“Agency of the United States.”
In order to provide a defense under section 9 or section 10 of the Portal Act, the regulation, order, ruling, approval, interpretation, administrative practice or enforcement policy relied upon and conformed with must be that of an “agency of the United States.” Insofar as acts or omissions occurring on or after May 14, 1947 are concerned, it must be that of the “agency of the United States specified in” section 10(b), which, in the case of the Fair Labor Standards Act, is “the Administrator of the Wage and House Division of the Department of Labor.” However, with respect to acts or omissions occurring prior to May 14, 1947, section 9 of the Act permits the employer to show that he relied upon and conformed with a regulation, order, ruling, approval, interpretation, administrative practice or enforcement policy of “any agency of the United States.” 119
119 The differences in the provisions of the two sections are explained and illustrated in § 790.13
The Portal Act contains no comprehensive definition of “agency” as used in sections 9 and 10, but an indication of the meaning intended by Congress may be found in section 10. In that section, where the “agency” whose regulation, order, ruling, approval, interpretation, administrative practice or enforcement policy may be relied on is confined to “the agency of the United States” specified in the section, the Act expressly limits the meaning of the term to the official or officials actually vested with final authority under the statutes involved. 120 Similarly, the definitions of “agency” in other Federal statutes 121 indicate that the term has customarily been restricted in its usage by Congress to the persons vested under the statutes with the real power to act for the Government—those who actually have the power to act as (rather than merely for) the highest administrative authority of the Government establishment. 122 furthermore, it appears from the statement of the managers on the part of the House accompanying the Conference Committee Report, that the term “agency” as appearing in the Portal Act was employed in this sense. As there stated (p. 16), the regulations, orders, ruling, approvals, interpretations, administrative practices and enforcement policies relied upon and conformed with “must be those of an ‘agency’ and not of an individual officer or employee of the agency. Thus, if inspector A tells the employer that the agency interpretation is that the employer is not subject to the (Fair Labor Standards) Act, the employer is not relieved from liability, despite his reliance in good faith on such interpretations, unless it is in fact the interpretation of the agency.” 123 Similarly, the Chairman of the Senate Judiciary Committee, in explaining the conference agreement to the Senate, made the following statement concerning the “good faith” defense. “It will be noted that the relief from liability must be based on a ruling of a Federal agency, and not a minor official thereof. I, therefore, feel that the legitimate interest of labor will be adequately protected under such a provision, since the agency will exercise due care in the issuance of any such ruling.” 124
120 In regard to the Walsh-Healey Act, “agency” is defined in section 10 of the Portal-to-Portal Act as including, in addition to the Secretary of Labor, “any Federal officer utilized by him in the administration of such Act.” The legislative history of the Portal-to-Portal Act (93 Cong. Rec. 2239-2240) reveals that this clause was added because of the language in the Walsh-Healey Act authorizing the Secretary of Labor to administer the Act “and to utilize such Federal officers and employees * * * as he may find necessary in the administration.”
Federal Register Act,
44 U.S.C. 304
; Federal Reports Act,
5 U.S.C. 139
; Administrative Procedure Act,
5 U.S.C. 1001
122 See Cudahy Packing Co. v. Holland, 315 U.S. 357 (1942); United States v. Watashe, 102 F. (2d) 428 (C.A. 10, 1939); 39 Opinions Attorney General 15 (1925). Cf. Keyser v. Hitz, 133 U.S. 138 (1890); 39 Opinions Attorney General 541 (1933); 13 George Washington Law Review 144 (1945).

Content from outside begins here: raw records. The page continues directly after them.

PR #1100, opened 2022-02-04
nym-gateway: upgrade clap and use declarative cli argument parsing

octol:
Upgrade clap to latest and revamp command line parsing for `nym-gateway`

Changes in behaviour:

- Changed `--eth_endpoint` to `--eth-endpoint` for consistency
- Flags related to `eth` feature flag not available for `run`, consistent with `init` (`--testnet-mode`, `--eth-endpoint`, `--validators`, `--mnemonic`)

### DIFF
--- a/gateway/src/commands/mod.rs
+++ b/gateway/src/commands/mod.rs
@@ -3,8 +3,8 @@
 
 use std::process;
 
-use crate::config::Config;
-use clap::ArgMatches;
+use crate::{config::Config, Cli};
+use clap::Subcommand;
 use colored::Colorize;
 use crypto::bech32_address_validation;
 use url::Url;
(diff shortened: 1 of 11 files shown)


gateway/src/commands/mod.rs
```diff
@@ -15,30 +15,66 @@ pub(crate) mod run;
...
-#[cfg(not(feature = "coconut"))]
+#[cfg(all(feature = "eth", not(feature = "coconut")))]
 const DEFAULT_ETH_ENDPOINT: &str = "https://rinkeby.infura.io/v3/00000000000000000000000000000000";
-#[cfg(not(feature = "coconut"))]
+#[cfg(all(feature = "eth", not(feature = "coconut")))]
 const DEFAULT_VALIDATOR_ENDPOINT: &str = "http://localhost:26657";
 // A dummy mnemonic
-#[cfg(not(feature = "coconut"))]
+#[cfg(all(feature = "eth", not(feature = "coconut")))]
 const DEFAULT_MNEMONIC: &str = "typical regret aware used tennis noise resource crisp defy join donate orient army item immense clean emerge globe gift chronic loan flat enter egg";
```
jstuczyn, line 24: Uhm... I'm slightly confused by why that even exists

jstuczyn: (i.e. the `DEFAULT_MNEMONIC`)

gateway/src/commands/mod.rs
```diff
@@ -50,82 +86,72 @@ fn parse_validators(raw: &str) -> Vec<Url> {
...
     }
 
-    #[cfg(not(feature = "coconut"))]
-    if let Some(eth_endpoint) = matches.value_of(ETH_ENDPOINT) {
-        config = config.with_eth_endpoint(String::from(eth_endpoint));
-    } else {
-        config = config.with_eth_endpoint(String::from(DEFAULT_ETH_ENDPOINT));
-    }
+    // Set the test mode to always on, except if build with `feature = eth`, then we check the flag
+    config = config.with_testnet_mode(true);
```
jstuczyn, line 126: I think you forgot to remove that one, because just underneath it, it's properly locked behind the feature flag : )

mixnode/src/commands/init.rs
```diff
@@ -12,7 +12,7 @@ use super::OverrideConfig;
 
 #[derive(Args, Clone)]
 pub(crate) struct Init {
-    /// Initialise the mixnode
+    /// Id of the nym-mixnode we want to create config for
```
jstuczyn, line 15: I don't think we really need the `nym-` prefix here

jstuczyn (commented):
I think I mentioned it to you before, the config template was rather finicky. Just as a sanity check, can you make sure that if you compile the gateway with either `eth` or `coconut` feature, `init` will nicely create a config file and `run` will be able to read it from the disk?

gateway/src/commands/mod.rs
octol: Currently we do 
```rust
    if !cfg!(feature = "eth") || matches.is_present(TESTNET_MODE_ARG_NAME) {
        config.with_testnet_mode(true)
```
so the above line is to cover for when `not(feature = eth)`. That said, I just tried to match the old behaviour, perhaps we want to change this?

gateway/src/commands/mod.rs
octol: Seems like it was added very recently, so thought I'd leave it in

gateway/src/commands/mod.rs
octol: But yes you're right, this currently logic is fishy, I'm redoing it. And good tip about generating the config template to confirm it all works! (it didn't...)

octol:
These changes + fixes already merged in to develop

123 See also statement by Representative Gwynne, 93 Cong. Rec. 1563; and statement by Senator Wiley explaining the conference agreement to the Senate, 93 Cong. Rec. 4270.
124 Statement of Senator Wiley, 93 Cong. Rec. 4270.

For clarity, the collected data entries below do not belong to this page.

Issue #1096, opened 2022-02-03
Make mainnet coin transfers work


futurechimp:
Refactor keypair generation so that coin transfers work in mainnet. Currently the wallet is able to derive addresses for mainnet, but can't transfer coins (due to the way the login flow works).

PR #1128, opened 2022-02-23
Mainnet coin transfers in wallet

octol:
To enable mainnet coin transfers in the wallet we need to be able to pass the prefix and denomination and not rely on the default.

Part of: https://github.com/nymtech/nym/issues/1096


common/client-libs/validator-client/src/nymd/fee/gas_price.rs
```diff
@@ -71,11 +71,9 @@ impl FromStr for GasPrice {
     }
 }
 
-impl Default for GasPrice {
-    fn default() -> Self {
-        format!("{}{}", defaults::GAS_PRICE_AMOUNT, defaults::DENOM)
-            .parse()
-            .unwrap()
+impl GasPrice {
+    pub fn default(denom: String) -> Result<Self, NymdError> {
```
jstuczyn: Perhaps it shouldn't be called `default` anymore given that it requires some arguments for construction?

common/client-libs/validator-client/src/nymd/mod.rs
```diff
@@ -88,7 +88,7 @@ impl NymdClient<SigningNymdClient> {
         vesting_contract_address: Option<AccountId>,
         erc20_bridge_contract_address: Option<AccountId>,
         signer: DirectSecp256k1HdWallet,
-        gas_price: Option<GasPrice>,
+        gas_price: GasPrice,
```
jstuczyn: So `connect_with_signer` makes `gas_price` mandatory, while in `connect_with_mnemonic` it's still optional -> any particular reason for that choice?

jstuczyn: Also with so many arguments, maybe at some point there should be a `Config` struct passed to the client? (Not unneccesarily now, but perhaps at some point) I guess it could have fields like all the contract addresses, gas price, etc.

common/client-libs/validator-client/src/nymd/wallet/mod.rs
```diff
@@ -107,6 +105,8 @@ impl DirectSecp256k1HdWallet {
         self.secret.to_string()
     }
 
+    //pub fn prefix(
```
jstuczyn: ? : )

nym-wallet/src-tauri/src/coin.rs
```diff
@@ -126,13 +110,15 @@ impl Sub for Coin {
 }
 
 impl Coin {
+  #[allow(unused)]
```
jstuczyn, line 113: If it's unused why not just remove it?

nym-wallet/src-tauri/src/coin.rs
```diff
@@ -171,34 +157,45 @@ impl Coin {
...
   pub fn denom(&self) -> Denom {
     self.denom.clone()
   }
-}
 
-impl TryFrom<Coin> for CosmWasmCoin {
-  type Error = BackendError;
+  // Helper function that returns the local denom in terms of the specified network denom.
+  fn denom_as_string(&self, network_denom: &CosmosDenom) -> Result<String, BackendError> {
```
jstuczyn, line 166: I wonder if having separate Minor/Major denoms even make sense as in cosmos there's only one name used for all coins (say `unym` and `nym` is only ever used for UI/UX purposes)

common/client-libs/validator-client/src/nymd/fee/gas_price.rs
octol: Yes, although the gas price in itself is still the default one. I'll see what better name I can come up with

common/client-libs/validator-client/src/nymd/mod.rs
octol: > So `connect_with_signer` makes `gas_price` mandatory, while in `connect_with_mnemonic` it's still optional -> any particular reason for that choice?

In `connect_with_mnemonic` we have access to `denom` so we can still use the default gas price in case it's not provided. Not so in `connect_with_signer`

common/client-libs/validator-client/src/nymd/wallet/mod.rs
octol: Let's get rid of that ;)

nym-wallet/src-tauri/src/coin.rs
octol: Yes down the line I think we should consider removing that capability, only store in Minor denom and just have the option to display in Major when needed

octol:
This was pushed to develop

PR #1133, opened 2022-02-28
Use network explorer map data with disputed areas

Baro1905:
See https://github.com/zcreativelabs/react-simple-maps/issues/251 and https://github.com/nvkelso/natural-earth-vector/issues?q=is%3Aissue+crimea+is%53Aclosed


mmsinclair:
@Baro1905 thanks for the PR 😀 

Sadly, as you may have noticed, the data from Natural Earth Vectors used by `react-simple-maps` is the problem. Sadly, the 110m disputed areas map still has Crimea's geometry in Russia. So unfortunately the `ne_110m_admin_0_countries.json` is not any better than the regular 110m map geometry 😔 

However, what I have done is to move the geometry manually inside the 110m geometry file as suggested in https://github.com/nvkelso/natural-earth-vector/issues/489#issuecomment-903066759. The result is as follows:

image

image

Accordingly, the defense provided by sections 9 and 10 of the Portal Act is restricted to those situations where the employer can show that the regulation, order, ruling, approval, interpretation, administrative practice or enforcement policy with which he conformed and on which he relied in good faith was actually that of the authority vested with power to issue or adopt regulations, orders, rulings, approvals, interpretations, administrative practices or enforcement policies of a final nature as the official act or policy of the agency. 125 Statements made by other officials or employees are not regulations, orders, rulings, approvals, interpretations, administrative practices or enforcement policies of the agency within the meaning of sections 9 and 10.
125 Statement by Representative Gwynne, 93 Cong. Rec. 1563; statements by Representative Walter, 93 Cong. Rec. 1496-1497, 4389; statement by Representative Robsion, 93 Cong. Rec. 1500; statement by Senator Thye, 93 Cong. Rec. 4452.